Post your answers inside of spoiler tags. (How do I do that?)

Celebrate others’ answers. This is really important, especially for tougher questions. Sharing exercises in public is a scary experience. I don’t want people to leave this having back-chained the experience “If I go outside my comfort zone, people will look down on me”. So be generous with those upvotes. I certainly will be.

If you comment on someone else’s answers, focus on making exciting, novel ideas work — instead of tearing apart worse ideas. Yes, And is encouraged.

I will remove comments which I deem insufficiently kind, even if I believe they are valuable comments.
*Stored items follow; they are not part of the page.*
PR #634, opened 2026-04-14
Reduce DB query build overhead with shared helpers

Sahil-4555:
This PR reduces DB query build overhead by centralizing placeholder construction and fork‑ID filtering into shared helpers, then applying them across hot query paths. The changes remove repeated string building and temporary slice allocations in many `IN (...)` filters and batch queries, while also speeding up byte‑slice map key generation for lookup maps. Benchmarks show the placeholder builder is about 4.4x faster (18,568 ns/op down to 4,169 ns/op) with much fewer allocations (131 to 37), and byte‑slice key conversion is about 1.7x faster (209 ns/op down to 121 ns/op). Overall, the query assembly paths are now leaner and faster, especially when filters include large ID lists.

### DIFF
--- a/db/common.go
+++ b/db/common.go
@@ -39,12 +39,9 @@ var logger = logrus.StandardLogger().WithField("module", "db")
 func checkDbConn(dbConn *sqlx.DB, dataBaseName string) {
 	// The golang sql driver does not properly implement PingContext
 	// therefore we use a timer to catch db connection timeouts
-	dbConnectionTimeout := time.NewTimer(15 * time.Second)
-
-	go func() {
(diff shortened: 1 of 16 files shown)


pk910:
Heya @Sahil-4555 
Looks all good :) I'll gonna accept it as it simplifies the code structure for db queries too.
But in general I'd like to avoid heavy optimization only changes in dora.
I'm pretty sure there is a lot to optimize,  but given the complexity of some code parts, I'd like to keep it readable and structured as is for maintainablility.

pk910 (approved):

I want people to feel encouraged to try and fail here, and that means enforcing nicer norms than usual.

If you get stuck, look for:

  • Problems with multistage nature.

  • Problems that can be dismantled into a sequence of simpler problems.

Bonus Exercise: for each of your three examples from the challenge, explain:

  • What are the simpler and smaller problems in the DP example?

  • What are the states and how taking a specific action alters the state?

  • what is the reward for taking a specific action on a given state?

This bonus exercise is great blog-post fodder!

Motivation

Using a framing tool is sort of like using a trigger-action pattern: the hard part is to notice a pattern, a place where a particular tool can apply (the “trigger”). Once we notice the pattern, it suggests certain questions or approximations (the “action”). This challenge is meant to train the trigger-step: we look for novel examples to ingrain the abstract trigger pattern (separate from examples/​contexts we already know).

The Bonus Exercise is meant to train the action-step: apply whatever questions/​approximations the frame suggests, in order to build the reflex of applying them when we notice DP.

Hopefully, this will make it easier to notice when an DP frame can be applied to a new problem you don’t understand in the wild, and to actually use it.